* RAW DATA
PR #7351, opened 2022-03-16
remove Email::deliver()

saeideng:
no replacement for it in cake 5.x

### DIFF
--- a/en/core-libraries/email.rst
+++ b/en/core-libraries/email.rst
@@ -292,38 +292,6 @@ necessary when dealing with some ISP's::
     // to non-conformant addresses.
     $mailer->setEmailPattern($newPattern);
 
-Sending Messages Quickly
-========================
-
-Sometimes you need a quick way to fire off an email, and you don't necessarily
-want to setup a bunch of configuration ahead of time.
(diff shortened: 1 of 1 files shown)


en/core-libraries/email.rst
```diff
@@ -292,38 +292,6 @@ necessary when dealing with some ISP's::
...
-Sometimes you need a quick way to fire off an email, and you don't necessarily
-want to setup a bunch of configuration ahead of time.
-:php:meth:`Cake\\Mailer\\Email::deliver()` is intended for that purpose.
-
-You can create your configuration using
-:php:meth:`Cake\\Mailer\\Email::config()`, or use an array with all
-options that you need and use the static method ``Email::deliver()``.
-Example::
-
-    Email::deliver('you@example.com', 'Subject', 'Message', ['from' => 'me@example.com']);
```
ADmad, line 307: Similar could be achieved with 
```php
(new Mailer(['from' => 'me@example.com']))->setTo(..)->setSubject(..)->deliver('Message');
```
but I don't think we need to document or promote the same.

markstory: Yeah lets not document that pattern :smile:

PR #7352, opened 2022-03-17
update ja/core-libraries/hash.rst

T-Toshiya:
Part of the content was not translated into Japanese, so I translated it.
You can see it like this.
スクリーンショット 2022-03-17 19 14 52


Arhell (approved):

othercorey:
Thanks!

PR #7370, opened 2022-03-23
Add content of incomplete breaking changes in ORM

itosho:
Some Japanese translations were missing, so I have added them.

- https://book.cakephp.org/4/en/appendices/4-0-migration-guide.html#id3

- https://book.cakephp.org/4/ja/appendices/4-0-migration-guide.html#id7


markstory:
Thank you 👍

PR #7378, opened 2022-04-02
4.next > 5.x merge

ndm2:


othercorey:
This is an existing error. The 4.x references need to be removed.

ndm2:
Yeah, I may have asked this before, but is the request handler component removal still planned for 5.x? The code is currently still present, and there's no mention in the 5.x migration guide.

othercorey:
@markstory Can we remove the request handler docs?

markstory:
> @markstory Can we remove the request handler docs?

We should be able to, it is also slated for removal in 5.x. I can get it removed in 5.x and update the docs though.

PR #7389, opened 2022-04-08
5.x - Remove request handler

markstory:
Remove the docs for request handler component and write better docs for
the viewClasses based solution. If folks like the new viewClasses docs
I can backport them to 4.next as well.


othercorey:
So, many tests and some docs have to load FormProtection instead of RequsetHandler. Do we mention this need anywhere?

PR #7392, opened 2022-04-12
Shell: Use LocatorAwareTrait, not loadModel()

DJAxel:
Since Cake\Datasource\ModelAwareTrait::loadModel() is deprecated, use
the LocatorAwareTrait::fetchTable().


ADmad:
Shells themselves are deprecated :)

PR #7402, opened 2022-04-21
English overlay

markstory:
To aid in the development of partial translations we can copy over content from the english docs into the translation. This allows us to have translations that use `:ref:`, `:doc:`, `:php:meth:`, `:php:class:` links. In the past we would delete these links which cause build time errors, but that only furthers the divergence in the docs that is already naturally occurring.

Once we're happy with how this is working, we can centralize all of the 'toctree' files and no longer have to maintain multiple copies of those. This can also be used to slim down all the boiler plate code from all the translations which is a nice benefit.

Refs cakephp/authorization#199


Arhell (approved):

othercorey:
As long as we can see the build errors when TOC changes and a language's rst files need to be deleted or renamed, I'm good with this. That does not happen often currently, but we may yet update our docs.

markstory:
I'll continue to clean this up so that the output builds then. I'm predicting a large number of files removed as we have many translation stubs across the repo.

PR #7426, opened 2022-05-23
Add notes for callable > Closure parameters

othercorey:
Refs https://github.com/cakephp/cakephp/pull/16511

### DIFF
--- a/en/appendices/5-0-migration-guide.rst
+++ b/en/appendices/5-0-migration-guide.rst
@@ -66,7 +66,7 @@ Core
 Database
 --------
 
-- ``Query`` now accepts only ``\Closure`` parameters instead of `callable``. Callables can be converted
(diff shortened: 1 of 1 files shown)


othercorey:
Maybe we make a section on callable type changes.

en/appendices/5-0-migration-guide.rst
```diff
@@ -66,6 +66,8 @@ Core
 Database
 --------
 
+- ``Query`` now accepts only ``\Closure`` parameters instead of `callable``. Callables can be converted
```
markstory:
```suggestion
- ``Query`` now accepts only ``\Closure`` parameters instead of ``callable``. Callables can be converted
```

markstory (commented):
Adding a section for callable -> closure would be good as we could show people a few strategies to upgrade their code if we can't automate it with rector.

Arhell (approved):

PR #7427, opened 2022-05-24
4.x Update associations.rst

joshv2:
Added an example of how to use query object with hasMany through associations.

### DIFF
--- a/en/orm/associations.rst
+++ b/en/orm/associations.rst
@@ -702,6 +702,17 @@ following models::
 The CoursesMemberships join table uniquely identifies a given Student's
 participation on a Course in addition to extra meta-information.
 
+When using a query object with a hasMany through relationship, add contain 
+and matching conditions for the main relationship table into your query object.
+The through table can then be referenced in other conditions such as a where 
+condition by designating the through table name before the field you are 
+filtering on.::
+
+    $query = $this->find('list', ['valueField' => 'studentFirstName', 'order' => 'students.id'])
+                        ->contain(['Courses'])
+                        ->matching('Courses')
+                        ->where(['CoursesMemberships.grade' => 'B']);
+
 .. _association-finder:
 
 Using Association Finders


Arhell (approved):

en/orm/associations.rst
```diff
@@ -702,6 +702,17 @@ following models::
...
+and matching conditions for the main relationship table into your query object.
+The through table can then be referenced in other conditions such as a where 
+condition by designating the through table name before the field you are 
+filtering on.::
+
+    $query = $this->find('list', ['valueField' => 'studentFirstName', 'order' => 'students.id'])
+                        ->contain(['Courses'])
+                        ->matching('Courses')
+                        ->where(['CoursesMemberships.grade' => 'B']);
+
```
ndm2, line 715: That's basically what https://book.cakephp.org/4/en/orm/retrieving-data-and-resultsets.html#filtering-by-associated-data-via-matching-and-joins describes.

Not sure if that should be repeated here, or if the existing docs should be expanded, but if it should be here, then it should IMHO have its own header, something regarding filtering and the join table, and a reference to the aforementioned general associated data filtering docs.

othercorey: I'm not sure where a join table condition would go.

joshv2: My thought is that all of the other types of associations in the associations documentation have an example of hjow to author a query using that type of association. This section introduces a new type/subtype of associations yet leaves the user wondering what the appropriate query object methods are to use to access the data in this type of association. The section referenced by @ndm2 does not explicitly mention "through" so the user is no more enlightened than before and even if this section did mention "through" there is no link to it where the "through" option is decribed on the associations page.

othercorey:
@markstory Thought on wher/how to document this specific scenario?

markstory:
I think the additions here are more directly related to the 'through' feature of BelongsToMany associations and the other page has similar examples, but not the same one.

I'm in favour of having both examples personally.

markstory:
Thank you 🎉

PR #7440, opened 2022-06-04
update purl link

Arhell:


garas:
XML namespace should stay `http`.

Namespaces should be used exactly as defined. They should not be handled as URL, but as very specific string.

othercorey:
@Arhell There is no need to change anymore example code.

PR #7845, opened 2024-05-02
Update installation.rst

seggewiss:
Running the provided install command leads to an error:  `no matches found: cakephp/app:5.*`

I removed the `.*` and the install was successful.


othercorey:
The app version doesn't use an installed version, so that makes sense.

PR #7846, opened 2024-05-06
Update installation.rst (es, ja lang)

Arhell:
ref en version https://github.com/cakephp/docs/commit/a0b9db252fe20a7c8513523e8e315e315804ad44


ndm2:
This will always install version 5.0.0. OP from https://github.com/cakephp/docs/pull/7845 was probably using zsh (or similar) where parameters are expanded to regular expressions. The proper fix for this would be to put the package/constraint in quotes.

```
php composer.phar create-project --prefer-dist "cakephp/app:5.*" cms
```

othercorey:
Hmm, that's true. It's a little disappointing it works that way for templates.

PR #7865, opened 2024-06-07
Update datasources default setting referencing

Tomoya185-miyawaki:
- Change in CMS Tutorial Referencing.
  - `use Cake\Database\Connection;` and `use Cake\Database\Driver\Mysql;` are done by default.


markstory:
Thank you 🎉

PR #7890, opened 2024-07-28
Update time.rst

joshv2:
The function as it appears in the code in 5.x branch is that the third argument needs to be a string or false, not null. 

https://github.com/cakephp/cakephp/blob/f0b88ba6cc42e319fd012a32e96af7b3826fefdc/src/View/Helper/TimeHelper.php#L405


markstory:
Thank you 🎉

PR #7894, opened 2024-08-07
clarify Date/Time object doesn't extend DateTimeInterface anymore

LordSimal:
Caused by https://discourse.cakephp.org/t/comparing-date-with-datetime-in-cake-5/12166/4

### DIFF
--- a/en/appendices/5-0-migration-guide.rst
+++ b/en/appendices/5-0-migration-guide.rst
@@ -182,6 +182,8 @@ I18n
 
 - ``FrozenDate`` was renamed to `Date` and ``FrozenTime`` was renamed to `DateTime`.
 - ``Time`` now extends ``Cake\Chronos\ChronosTime`` and is therefore immutable.
+- ``Date`` and ``Time`` objects do not extend ``DateTimeInterface`` anymore - therefore you can't compare them with ``DateTime`` objects.
+  See the `cakephp/chronos release documentation <https://github.com/cakephp/chronos/releases/tag/3.0.2>`__ for more information.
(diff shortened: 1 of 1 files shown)


othercorey:
This isn't true. Chronos extends DateTimeImmutable which implements DateTimeInterface.

https://github.com/cakephp/chronos/blob/3.x/src/Chronos.php#L62

dereuromark:
in 3.x it did, but in recent versions this has been changed, no?

LordSimal:
but [ChronosDate](https://github.com/cakephp/chronos/blob/3.x/src/ChronosDate.php#L47) and [ChronosTime](https://github.com/cakephp/chronos/blob/3.x/src/ChronosTime.php#L26) dont.

Therefore [Date](https://github.com/cakephp/cakephp/blob/5.x/src/I18n/Date.php#L34) and [Time](https://github.com/cakephp/cakephp/blob/5.x/src/I18n/Time.php#L33) can't be compared to \DateTime instances anymore (and are now silently always returning false as can be seen in the linked discourse thread)

Only [DateTime](https://github.com/cakephp/cakephp/blob/5.x/src/I18n/DateTime.php#L34) extends Chronos and can therefore be directly compared to a \DateTime instance

othercorey:
Ah ok. I misread Time as the previous Time/FrozenTime type which became DateTime which does implement DateTimeInterface.

othercorey:
I would omit the `Time` type due to that confusion. We didn't have a time-only type before 5.0 and the previous Time type could be confusing.

LordSimal:
true, I thought we had but i was wrong

PR #7900, opened 2024-08-12
Remove more cookbook (es, ja, pt)

Arhell:
ref https://github.com/cakephp/docs/commit/cd287989edffc2884e3e29f91ddd745aab14fc6d


markstory:
Thanks!

PR #7902, opened 2024-08-14
Remove outdated info about Date and Time classes.

ADmad:


LordSimal:
I'd add a separate info block where it specifically states, that you cant compare objects anymore.

ADmad:
That could be done in a follow up PR.

othercorey:
If we do that, we should just give an example of how to convert to a comparable object or we should add a helper to compare dates.

LordSimal:
well to restore previous functionality one would have to convert 
```
$date <= $dateTime
```
to
```
$date->toNative() <= $dateTime->toNative() 
```
or is there a simpler way?

Adding another helper wouldn't realy solve the breaking change as far as I can tell.

Because there is already e.g. `->lessThan()` but those still require the same object type being passed down, not other types.

ADmad:
I have added a note for `Date`. Feel free to modify the wording.

LordSimal (approved):

Arhell (approved):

* EXERCISE DETAILS
Each line of the material that contains "examples" is to be counted, and only the total stated.

* OUTPUT
2